- [WHAT TO PRODUCE] From the material below, list every line containing "CONTRIBUTING".

Segment Open

PR #247, opened 2021-03-04
doc: prefer Fixes: over Closes: in commit messages

tserong:

### DIFF
--- a/CONTRIBUTING.md
+++ b/CONTRIBUTING.md
@@ -78,8 +78,7 @@ For example:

Segment Closed

- [OUTPUT OF THE EXERCISE]
--- a/CONTRIBUTING.md
+++ b/CONTRIBUTING.md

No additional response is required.